Six months after Biogen stopped work on a closely watched experimental Alzheimer’s disease treatment, the neuroscience drug developer is reviving it with plans to file for FDA approval.
Aducanumab’s Phase 3 failure in March was viewed as yet another nail in the coffin for the so-called “amyloid hypothesis”—the theory that by breaking up or clearing the buildup of amyloid protein in the brain, a therapy could stop or even reverse the course of patients’ memory loss.
But on Tuesday Biogen (NASDAQ: BIIB) and Japan’s Eisai, which have been collaborating to advance the drug as a potential treatment for early Alzheimer’s disease since October 2017, announced plans to ask the FDA to review the drug early next year. The company said the change in course was made after conversations with the agency.
Cambridge, MA-based Biogen said it changed its mind about advancing the drug after looking at a larger dataset than the one used in March. Biogen said its initial analysis was incorrect. It added that data in the new analysis show that aducanumab did remove amyloid and patients treated with the drug showed improvements in measures such as memory, orientation, and language, according to an assessment scale.

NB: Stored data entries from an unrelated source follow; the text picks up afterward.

PR #5136, opened 2017-01-10
Spec changes specialize generic method

mppf:
This is a continuation of PR #5057.

*  Add a new test case for specific-instantiation 
*  Spec changes describing overload-specific method

reviewed by @vasslitvinov - thanks!

### DIFF
--- a/spec/Classes.tex
+++ b/spec/Classes.tex
@@ -228,10 +228,11 @@ secondary methods can be defined not only for classes, records, and
 unions, but also for any other type (e.g., integers, reals, strings).
 
 Secondary methods can be declared with a type expression instead of a
-type identifier. In particular, if the \sntx{type-binding} includes a
+type identifier. In particular, if the \sntx{type-binding} is a
 parenthesized expression, the compiler will evaluate that expression to
-find the receiver type for the method. See also
-\rsec{Declaring_Specific_Instantiations}.
+find the receiver type for the method. In that case, the method applies
+only to receivers of that type. See also
+\rsec{General_Functions_and_Special_Versions}.
 
 Method calls are described in \rsec{Class_Method_Calls}.
 
--- a/spec/Classes.tex
+++ b/spec/Classes.tex
@@ -214,16 +214,24 @@ this-intent:
 
 type-binding:
   identifier .
+  `(' expr `)' .
+
 \end{syntax}
 Methods defined within the lexical scope of a class, record, or union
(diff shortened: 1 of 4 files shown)


spec/Classes.tex
```diff
@@ -214,17 +214,25 @@ \subsection{Class Methods}
...
 Methods defined outside of such scopes are known as \emph{secondary
 methods} and must have a \sntx{type-binding} (otherwise, they would
 simply be standalone functions rather than methods).  Note that
 secondary methods can be defined not only for classes, records, and
 unions, but also for any other type (e.g., integers, reals, strings).
 
+Secondary methods can be declared with a type expression instead of a
+type identifier. In particular, if the \sntx{type-binding} includes a
+parenthesized expression, the compiler will evaluate that expression to
+find the receiver type for the method. See also
```
vasslitvinov: "includes" -> "is" a parenthesized expression

Before "See also", I would add a sentence like "If so, the method applies only to receivers of this type."

spec/Generics.tex
```diff
@@ -868,6 +868,81 @@ \section{User-Defined Compiler Diagnostics}
...
 
+\section{Declaring Specific Instantiations}
+\label{Declaring_Specific_Instantiations}
+\index{specific instantiations}
+\index{generic specialization}
+
+The Chapel language facility supports three mechanisms for creating generic
+functions along with concrete functions that work with specific types.
+One can use these mechanisms to create specialized versions of generic
+functions.
```
vasslitvinov: ... three mechanisms for *using* generic functions ...

I"d drop "that work with specific types".

"to create specialized versions" -- I think you mean "to choose between" generic and/or concrete functions. The last sentence above does not seem right to me as-is. Maybe blend it with the first sentence in the paragraph by using "choose between" alongside with "use" verbs somehow.

I suggest replacing, throughout this section, "specialization" with "instantiation" to be consistent with other parts of the spec.

mppf:
@vasslitvinov - thanks for your feedback. Do you think "specific instantiation" is a good term for this ? I think C++ would call it "template specialization".

mppf:
@vasslitvinov - I've adjusted based upon your feedback. Now the main thing I'm not quite happy with is the title for the new section in Generics.tex. Let me know if you have any suggestions there.

mppf:
@vasslitvinov - I think this is good to go now - do you agree?

vasslitvinov:
@mppf yes, sounds good. thank you!

PR #5139, opened 2017-01-10
Replace temporary array in BlockCycDist with tuple

benharsh:
This temporary array was resulting in possibly millions of array
creations in HPCC PTRANS. Given that it's an array of length ``rank``
whose size does not change, I think a tuple makes more sense here.

I also removed what appears to be some old debugging code.


benharsh:
Testing:
- [ ] full local
- [x] full gasnet, dist-cyclic, dist-replicated

vasslitvinov:
Good to go.

I'll just mention that these fields of LocBlockCyclicArr: blocksize, locsize, numblocks - can also benefit from array-to-tuple conversion.

PR #5144, opened 2017-01-11
Remove the old flag FLAG_OMIT_FROM_CONSTRUCTOR

lydia-duncan:
I ran across this flag when trying to understand type constructors.  It appears
to be checked against but not attached to anything in either the compiler or
the modules.  It also appears to have been around for a really long time.  I
suspect that the last set of it was removed some time after 2010 (the latest
time the flags were reshuffled), but I don't know when that was removed.  In
any case, we don't use it now, so we might as well remove it.

In addition, at Elliot's suggestion, I removed a reference to the flag from the
old constructor proposal.

- [x] complete full paratest, for a sanity check.  I couldn't find a use of it with
grepcomp, grepmod or greptests, so this should just pass


ronawho:
Just FYI: https://github.com/lydia-duncan/chapel/blob/76d7d6d93359c7b4bad866ec443989ef59f6168b/spec/proposals/constructors/Examples.tex#L531

lydia-duncan:
Oh, good point!  I guess it happened sooner than Tom was anticipating?

PR #5152, opened 2017-01-11
Adding API for Task ID comparison and conversion to string

srirajpaul:
API is required for comparing task IDs that are not integers,
since other types such as struct wont work with binary operators.
Also adding a 'to string' API to help with printing of task IDs.
Adding CHPL_TASK_ID_STRING_MAX_LEN to define the
maximum length of string buffer to use.

### DIFF
--- a/runtime/include/tasks/fifo/tasks-fifo.h
+++ b/runtime/include/tasks/fifo/tasks-fifo.h
@@ -51,7 +51,7 @@ void chpl_task_stdModulesInitialized(void);
 typedef uint64_t chpl_taskID_t;
 #define chpl_nullTaskID 0
 #ifndef CHPL_TASK_ID_STRING_MAX_LEN
-#define CHPL_TASK_ID_STRING_MAX_LEN 20
+#define CHPL_TASK_ID_STRING_MAX_LEN 21
 #endif
 
 //
--- a/runtime/include/tasks/fifo/tasks-fifo.h
+++ b/runtime/include/tasks/fifo/tasks-fifo.h
@@ -50,6 +50,9 @@ void chpl_task_stdModulesInitialized(void);
 //
 typedef uint64_t chpl_taskID_t;
 #define chpl_nullTaskID 0
+#ifndef CHPL_TASK_ID_STRING_MAX_LEN
+#define CHPL_TASK_ID_STRING_MAX_LEN 20
+#endif
 
 //
 // Task layer private area argument bundle header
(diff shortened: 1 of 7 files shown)


runtime/include/tasks/fifo/tasks-fifo.h
```diff
@@ -50,6 +50,9 @@ void chpl_task_stdModulesInitialized(void);
 //
 typedef uint64_t chpl_taskID_t;
 #define chpl_nullTaskID 0
+#ifndef CHPL_TASK_ID_STRING_MAX_LEN
+#define CHPL_TASK_ID_STRING_MAX_LEN 20
```
gbtitus: Should be 21, including trailing '\0'.

runtime/include/tasks/massivethreads/tasks-massivethreads.h
```diff
@@ -45,6 +45,9 @@ typedef struct {
 // between C code and Chapel code in the runtime.
 typedef intptr_t chpl_taskID_t;
 #define chpl_nullTaskID 0
+#ifndef CHPL_TASK_ID_STRING_MAX_LEN
+#define CHPL_TASK_ID_STRING_MAX_LEN 20
```
gbtitus: Probably 11 (8 hex digits plus leading "0x" and a trailing '\0')?

runtime/include/tasks/qthreads/tasks-qthreads.h
```diff
@@ -51,6 +51,9 @@ void chpl_task_yield(void);
 //
 typedef unsigned int chpl_taskID_t;
 #define chpl_nullTaskID QTHREAD_NULL_TASK_ID
+#ifndef CHPL_TASK_ID_STRING_MAX_LEN
+#define CHPL_TASK_ID_STRING_MAX_LEN 20
```
gbtitus: For safety probably should be 21, appropriate for a 64-bit uint plus a trailing '\0'.  (There are C compilers, typically HPC-oriented, that can make the size of a default int 64 bits.)

gbtitus:
This looks good other than the specific line comments I made.  Those should be addressed, but once they are this can be merged.

bradcray:
@srirajpaul: In addition to the ICLA you've signed, I suspect we need you to be added to Rice's CCLA, assuming you're working on this as part of school-funded work.

runtime/include/tasks/fifo/tasks-fifo.h
srirajpaul: Done

runtime/include/tasks/massivethreads/tasks-massivethreads.h
srirajpaul: Making it to 21 since the format string used is %PRIiPTR which prints it like normal integer.

runtime/include/tasks/qthreads/tasks-qthreads.h
srirajpaul: done

gbtitus:
The PR now looks fine to me technically.  We're waiting on the CCLA, as I understand it.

The company attributes the changes to data from a larger number of patients who were treated with a high dose of the drug. The data come from two parallel studies, called “Emerge” and “Engage.” However, only the Emerge study met the main goal of reducing clinical decline. The company said it thinks that data on a subset of patients in Engage who received high doses of the drug supported the results from Emerge.
Howard Fillit, the founding executive director and chief science officer of the Alzheimer’s Drug Discovery Foundation in New York, says he feels “cautiously optimistic” about Biogen’s new data, but he added that the company has left a number of unanswered questions.
“They showed improvement on cognitive and function in a statistically significant way, which was pretty impressive,” Fillit says. “It’s certainly encouraging the way they’ve analyzed it. But it is hard to understand why ‘Emerge’ succeeded and ‘Engage’ didn’t have any statistically significant result.”
He also says it’s impossible to know what exactly the company and the FDA discussed—and difficult to determine the application’s chances of approval.
“I don’t think we really know what went on in that discussion … and ultimately, whether they’ll approve it based on, really, one trial, and then some pooled data, which is often very tricky to do,” he said.
SVB Leerink analyst Geoffrey Porges echoed that sentiment in a research note: “This could range from ‘the agency has reviewed all the data with us and has guaranteed approval’ to ‘you can file whatever you want and we’ll review it.”
Drug companies have struggled mightily to develop treatments for Alzheimer’s, burning billions of dollars in the process.
Just five weeks ago, Biogen and Eisai pulled the plug on another experimental Alzheimer’s drug. That treatment, elenbecestat, blocks the enzyme beta secretase 1 (BACE1), which helps turn the protein amyloid beta into sticky plaques in the brains of Alzheimer’s patients. Part of a class of drugs called BASE inhibitors, the companies ended the study after independent reviewers concluded that its risks to patients were greater than its benefits.
Biogen licensed aducanumab from Neurimmune, a Swiss biotech, in 2010. Shares of Biogen rose 26 percent Tuesday on the latest news for the drug, closing at about $282 apiece. In March, before it stopped the aducanumab trials, Biogen’s stock price was about $320.
Biogen plans to release more details about its new findings in December at the Clinical Trials on Alzheimer’s Disease meeting in San Diego.